Watched a video put out by the RMEF and that stated that once upon a time there were 40 million elk roaming the North American Continent. Could the same continent support that many elk today? Would it be possible to get back to the 40 million range? Would it take away the excitement of seeing an elk if there were that many? What would it be like if we had that many elk again?


----------



## DallanC (Jan 13, 2009)

Yes I believe there were 40 million elk, no it cannot happen today. People don't realize that elk back then were more of a plains game animal like the bison. As they got pressured they moved into the mountains (or perhaps another way to think about it is they were both mountain and plains animals and the plains herds were killed off leaving the mountain populations... fwiw), and there isn't enough room / winter range to support that today.


-DallanC


----------



## Bax* (Dec 14, 2008)

I'll bite.

There are currently approximately 324,000,000 people living in the USA and 36,000,000 living in Canada which would translate to approximately a 9:1 ratio of human to elk populations.

Given that the habitat for elk is generally going to be mountainous regions as opposed to low lying deserts or grasslands, this would limit their habitat further. Additionally, they seem to not like city life (every elk that lived in New York seems to move out pretty quickly for some reason). So it would be safe to say that the 40 million elk would be somewhat confined in habitat.

According to this one un-validated link that I looked at: http://www.wilderness.net/NWPS/chartResults?chartType=AcreageByStateMost there are 109,138,287 acres of wilderness in the USA which would mean that if those 40 million elk lived in the USA only, they would each only have 2.72 acres of wilderness per elk to live on.

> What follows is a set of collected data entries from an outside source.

PR #107, opened 2019-11-22
use extend self instead of SingleForwardable

aspiers:
This is simpler and achieves the same effect.  However if there is an advantage of `SingleForwardable` I'm missing then please let me know, as I'm very happy to learn something new and ditch this PR ;-)

### DIFF
--- a/app/lib/name_redactor.rb
+++ b/app/lib/name_redactor.rb
@@ -1,11 +1,5 @@
-require "singleton"
-require "forwardable"
-
-class NameRedactor
-  include Singleton
-  extend SingleForwardable
-
-  def_delegator :instance, :redact
+module NameRedactor
+  extend self
 
   def redact(name)
     return nil unless name


aspiers:
Hmm, well Hound CI doesn't like it.  `module_function` would be needed on all the private methods too, which is clearly worse than the current approach.  Interesting!

threedaymonk:
I think the advantages of `SingleForwardable` are:

1. It's more explicit and focused in what it does, whereas with `extend` you're relying more on a side-effect
2. It preserves the encapsulation of private methods (as you've just found out!)

aspiers:
[**@threedaymonk**](https://github.com/threedaymonk) commented on [November 22, 2019 12:49 PM](https://github.com/swapmyvote/swapmyvote/pull/107#issuecomment-557519668 "2019-11-22T12:49:44Z - Replied by Github Reply Comments"):
> I think the advantages of `SingleForwardable` are:
> 
> 1. It's more explicit and focused in what it does, whereas with `extend` you're relying more on a side-effect

Agreed.  OTOH, most Ruby devs know what `extend self` does whereas this approach seems more obscure.  Maybe that's just me, but I had to look it up so I'm guessing others would need to too.

> 2. It preserves the encapsulation of private methods (as you've just found out!)

So does `extend self` AFAICS; using the branch of this PR:

```
$ rails c
Loading development environment (Rails 5.2.3)
2.6.5 :001 > NameRedactor
 => NameRedactor 
2.6.5 :002 > NameRedactor.redact("Adam Spiers")
 => "Adam S" 
2.6.5 :003 > NameRedactor.split_names("Adam Spiers")                                                                                                           
Traceback (most recent call last):
        1: from (irb):3
NoMethodError (private method `split_names' called for NameRedactor:Module)
```

threedaymonk:
> So does extend self AFAICS; using the branch of this PR:

Ah yes, it's `module_function` that doesn't work with private methods.

I think you can choose any two of:

1. Preserve private method encapsulation
2. Get rid of `SingleForwardable`
3. Keep the Rubocop/Hound configuration that doesn't like `extend self`

Another option would be to replace `def_delegator` with a proxy method:

```ruby
def self.redact(name)
  instance.redact(name)
end
```

Or you could get rid of `Singleton` too if it seems too obscurantist:

```ruby
def self.redact(name)
  new.redact(name)
end
```

I think it's up to you!

aspiers:
Let's keep it as it is, but thanks a lot for helping me learn some new Ruby today! 😁

PR #111, opened 2019-11-22
Correct name redactions

### LINKED ISSUE #110: Check whether swap partner names are redacted in the right places.
I merged #104 which was a beautiful implementation of name redaction to address #47.  However I might have been a little too hasty in merging since @threedaymonk wrote:

> I think I've captured all the locations in which the name is displayed before a swap is confirmed, but it would be good if someone who is more familiar with the app could check that I (a) haven't missed any, and (b) haven't been too assiduous and redacted names where they shouldn't be.

and I didn't do that prior to merging.

Taking a look now, I see that names are [redacted when a swap is confirmed by email](https://github.com/swapmyvote/swapmyvote/blob/master/app/views/user_mailer/swap_confirmed.html.haml), but [not via the web UI](https://github.com/swapmyvote/swapmyvote/blob/master/app/views/user/vote/show.html.haml), nor [when a swap is cancelled by email](https://github.com/swapmyvote/swapmyvote/blob/master/app/views/user_mailer/swap_cancelled.haml).  There may be other inconsistencies, so we need a full review of this.

@tdg Based on how you worded #47, it sounds like you envisioned redaction only applying *prior* to swaps being confirmed; is that right?  If so we can [unredact](https://www.youtube.com/watch?v=2aINa6tg3fo) the confirmation email.

@threedaymonk If this isn't too boring, perhaps you could run with it?

threedaymonk:
Closes #110

### DIFF
--- a/app/views/user_mailer/swap_confirmed.html.haml
+++ b/app/views/user_mailer/swap_confirmed.html.haml
@@ -2,13 +2,13 @@
 	Hi #{@user.name},
 %p
 	You're all set to swap your vote with
-	%a{href: @swap_with.profile_url} #{@swap_with.redacted_name}!
-	#{@swap_with.redacted_name} is going to vote for the #{@swap_with.willing_party.name} party for you, in the #{@swap_with.constituency.name} constituency.
+	%a{href: @swap_with.profile_url} #{@swap_with.name}!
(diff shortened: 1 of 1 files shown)


aspiers:
@threedaymonk Do I remember right that you're back in action on Monday, and that this would be top of your list? Just doing a bit of project planning at the mo - cheers ;-)

Issue #109, opened 2019-11-22
Need better test coverage


aspiers:
Following on from #39 and #105 we're now in a better place with tests, but still I suspect our coverage is very low.

First step is to automate measuring coverage; I've filed #108 for that.  Once we have automatic measurement, we can start working on improving the coverage, which is what this issue should be used for tracking.

baob:
I could be way out of date on this, but in the past I've used SimpleCov and tied it in to Guard ... though guard is probably best applied when we have near to 100% coverage (say 80/90 ?) to keep us on track, rather than getting us to that point.

aspiers:
Continuing tools discussion in #108 ...

PR #124, opened 2019-11-23
Fix API and add more tests

aspiers:
Fix a bug which was breaking the API, and add a load of tests.

Contributes towards #109.


spec/support/user_sessions.rb
```diff
@@ -0,0 +1,11 @@
...
+  let(:user) { create(:user) }
+
+  before do
+    session[:user_id] = user.id
+  end
+end
+
+RSpec.configure do |rspec|
+  rspec.include_context "user logged in", logged_in: true
+end
```
baob: Nice :)

PR #136, opened 2019-11-23
separate SERVER_HOST from port so we can choose a cookie name correctly

### LINKED ISSUE #134: cookie consent is broken on staging and production
Something broke :-( and now the consent cookie isn't being stored on staging and production, but it is working on localhost?!  Maybe an issue with having multiple domains in the Javascript?

aspiers:
Previously we were only using SERVER_HOST to construct URLs in emails we send.  Now we want to use it to decide the right cookie name, so store the port number (if needed) in a separate variable.

Note that this requires every developer to tweak their `.env.development.localhost` file to match `.env.example`!

Fixes #134.

### DIFF
--- a/.env.example
+++ b/.env.example
@@ -1,7 +1,11 @@
+# Determine what cookie name to use.  This can also be used to
+# construct SERVER_HOST_PORT below.
+export SERVER_HOST=localhost
+
 # This is used to figure out what URLs to generate when sending out
 # email.  It can't be done dynamically because the mailer instance
 # doesn't have any context about the incoming request.
-export SERVER_HOST_PORT=localhost:3000
+export SERVER_HOST_PORT=$SERVER_HOST:3000
 
 # You will need a Facebook application to allow log-ins via Facebook.
 # Obtain the app key and secret from https://developers.facebook.com/apps/
--- a/app/views/layouts/_cookie_consent.html.haml
+++ b/app/views/layouts/_cookie_consent.html.haml
@@ -12,10 +12,7 @@
       },
       cookie: {
         name: "_swapmyvote_cookie_consent",
-        domain: ".swapmyvote.uk",
-        domain: ".swapmyvote.herokuapp.com",
-        domain: ".swapmyvotedev.herokuapp.com",
-        domain: "localhost"
+        domain: "#{ENV['SERVER_HOST']}"
       }
     });
   });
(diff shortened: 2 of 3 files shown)


app/views/layouts/_cookie_consent.html.haml
```diff
@@ -12,10 +12,7 @@
       },
       cookie: {
         name: "_swapmyvote_cookie_consent",
-        domain: ".swapmyvote.uk",
-        domain: ".swapmyvote.herokuapp.com",
-        domain: ".swapmyvotedev.herokuapp.com",
-        domain: "localhost"
+        domain: "#{ENV['SERVER_HOST']}"
```
aspiers: This might cause a regression without the `.` prefix - @egglestn what do you think?

egglestn: The . prefix is recommended for subdomains, and I think also helps with older browser support. If we don't have any subdomains, it probably works, I don't have a strong opinion on whether we keep it or not - would have to test to be sure.

egglestn:
Apologies, I missed this statement in the release docs "Each site configuration may now have only one domain" - that'll be why the multiple domain list doesn't work. There are examples in stack overflow showing multiple domains with the syntax you've just removed, but I now realise must be from earlier releases

.env.example
```diff
@@ -1,7 +1,11 @@
+# Determine what cookie name to use.  This can also be used to
+# construct SERVER_HOST_PORT below.
+export SERVER_HOST=localhost
+
 # This is used to figure out what URLs to generate when sending out
 # email.  It can't be done dynamically because the mailer instance
 # doesn't have any context about the incoming request.
-export SERVER_HOST_PORT=localhost:3000
+export SERVER_HOST_PORT=$SERVER_HOST:3000
```
egglestn: Is this always 3000 in heroku? I know in AWS you can't guarantee the server port and should pick that from a variable too

aspiers: No, it's port 80 in Heroku (i.e. no port needed).  This is just the example file for developers; I take care of setting the Heroku environments myself via `heroku config:set`.

app/views/layouts/_cookie_consent.html.haml
aspiers: We only use `www.swapmyvote.uk` and `swapmyvotedev.herokuapp.com` - no sub-domains, so I guess we're good here.

PR #146, opened 2019-11-25
delete unused test/ hierarchy

aspiers:
Make sure we don't confuse people into thinking we have no tests.


egglestn:
Could you remove the entire test folder?

aspiers:
@egglestn That's what this should do, since git doesn't track directories and this removes all the files under `test/`.

PR #160, opened 2019-11-26
Add client-side phone number validation

### LINKED ISSUE #132: Client-side validation of phone number
Probably best candidate: [jackocnr/intl-tel-input: A JavaScript plugin for entering and validating international telephone numbers](https://github.com/jackocnr/intl-tel-input)

These also look useful:

- [mobi/telephone_number: Phone number validation for Ruby](https://github.com/mobi/telephone_number)
- [rails/webpacker: Use Webpack to manage app-like JavaScript modules in Rails](https://github.com/rails/webpacker)
- [fnando/normalize_attributes: Sometimes you want to normalize data before saving it to the database like down casing e-mails, removing spaces and so on. This Rails plugin allows you to do so in a simple way.](https://github.com/fnando/normalize_attributes)

stevebaxter:
There are two main changes here:

1. Webpacker has been added to the project. This allows us to use npm modules and polyfills like Babel, with webpack bundling all the resources.
2. We add [intl-tel-input](https://www.npmjs.com/package/intl-tel-input) to do client-side phone number validation.

A few notes/caveats:

1. This introduces a new dependency on Yarn (Webpacker uses this to manage npm packages). I don't know whether we will need to do anything in deployment to make this work.
2. Most of the changes were from the webpacker install script, I'll highlight the changes that aren't part of the defaults.
3. At the moment we're bundling intl-tel-input - it's quite a large library (~400kb) but should compress to ~69kb in production. The large bit is the validation which relies on a Google library. This will be served from our domain, we could possibly switch to a CDN for this if it's going to be a problem.

Closes #132.


README.md
```diff
@@ -37,7 +37,7 @@ You will need Ruby installed.
     If this fails with error messages that mention `pg` or PostgreSQL, then
     try instead:
 
-        bundle install --without-production
+        bundle install --without=production
```
stevebaxter: I found this was wrong when I was following the instructions like a complete Ruby noobie!

app/controllers/users_controller.rb
```diff
@@ -50,6 +50,6 @@ def user_params
   end
 
   def phone_param
-    (params[:mobile_phone] || {})[:number]
+    (params[:mobile_phone] || {})[:full]
```
stevebaxter: The validation lib is set up to add a second hidden input that will contain the internationalised number, so 07856 253 263 will be turned (for the UK) into +447856253263 and stashed in this field on submit. This change allows us to capture the value from that field in the form, so that's what we store in the db.

The validation lib will reverse this and format the number nicely when we display it again.

app/javascript/packs/intlTelInput.js
```diff
@@ -0,0 +1,40 @@
+import intlTelInput from "intl-tel-input";
+
+import "intl-tel-input/build/css/intlTelInput.css";
+import "intl-tel-input/build/js/utils.js";
+
+// Set up all phone number inputs with intl-tel-input. We will add a hidden field
+// that allows forms to submit the full number. We use HTML5 validation.
+$(document).ready(() => {
```
stevebaxter: This is our code. We can write ES6 and webpack/Babel will transpile it to what's supported by our target browsers. We should be able to use TypeScript as well (my preferred option), but one step at a time.

app/javascript/packs/intlTelInput.js
```diff
@@ -0,0 +1,40 @@
...
+  const phoneInputs = document.querySelectorAll("input[type=tel]");
+  Array.from(phoneInputs).forEach(phoneInput => {
+    const intlTelPlugin = intlTelInput(phoneInput, {
+      initialCountry: "gb",
```
stevebaxter: Default to UK with UK at the top of the list.

app/javascript/packs/intlTelInput.js
```diff
@@ -0,0 +1,40 @@
...
+        const numberType = intlTelPlugin.getNumberType();
+        if (
+          numberType === intlTelInputUtils.numberType.MOBILE ||
+          numberType === intlTelInputUtils.numberType.FIXED_LINE_OR_MOBILE
+        ) {
+          // Looks valid!
+          phoneInput.setCustomValidity("");
+        } else {
+          // Valid but not a mobile number
+          phoneInput.setCustomValidity(
```
stevebaxter: We use HTML5 custom form validation, this works on IE11+. I've tested it on IE11, Chrome, Mobile Chrome, Edge, Safari, Mobile Safari.

app/views/users/edit.html.haml
```diff
@@ -30,8 +32,7 @@
 
       %p
         My phone number is
-        = telephone_field_tag "mobile_phone[number]", @mobile_number,
-                              placeholder: "07123 456 789"
+        = telephone_field_tag "mobile_phone[number]", @mobile_number
```
stevebaxter: Let the validation lib show a placeholder that's appropriate to the selected country.

README.md
aspiers: Good catch, thanks! :laughing:

app/controllers/users_controller.rb
aspiers: Thanks a lot for the explanation - hugely appreciated!  BTW in future might be helpful to actually stick it in a comment in the code since people are unlikely to come back to this PR.  So just to confirm I understand, we'll store the normalized version in the db not the user's version?

app/javascript/packs/intlTelInput.js
aspiers: Makes sense - thanks!

app/views/users/edit.html.haml
aspiers: Makes sense.

stevebaxter:
Hmm, the Hound issues should all be resolved now I've allowed ES6, (JSHint passes locally). It still says 2 are open though. I'll just try closing and reopening this to see if I can give it a kick.

README.md
```diff
@@ -24,7 +24,7 @@ sections below if you'd like to help.
 
 ## Setting up Swap My Vote locally
 
-You will need Ruby installed.
+You will need Ruby and [Yarn](https://yarnpkg.com/lang/en/docs/install/) installed.
```
aspiers: Let's explicitly mention the requirement on node 10 if that's the case.  Seems that we also need to trigger a `yarn install` somehow e.g. `rails yarn:install`?

app/controllers/users_controller.rb
stevebaxter: Yep, the backend will be presented with the normalised version. It's only a weak validation of course, as the client could always modify the JS to do anything they want.

stevebaxter: I've added a comment, I should have done that in the first place.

Now if this were you or me, we would be able to survive by farming and cultivating the land. But it is a well known fact that elk are terrible farmers (they don't have the patience or opposable thumbs). So they would just have to eat what vegetation they had on their 2.72 acres of land, or visit a local Walmart (in a recent survey performed by the Onion News Network, 7/8 elk said they would rather starve than shop at Walmart).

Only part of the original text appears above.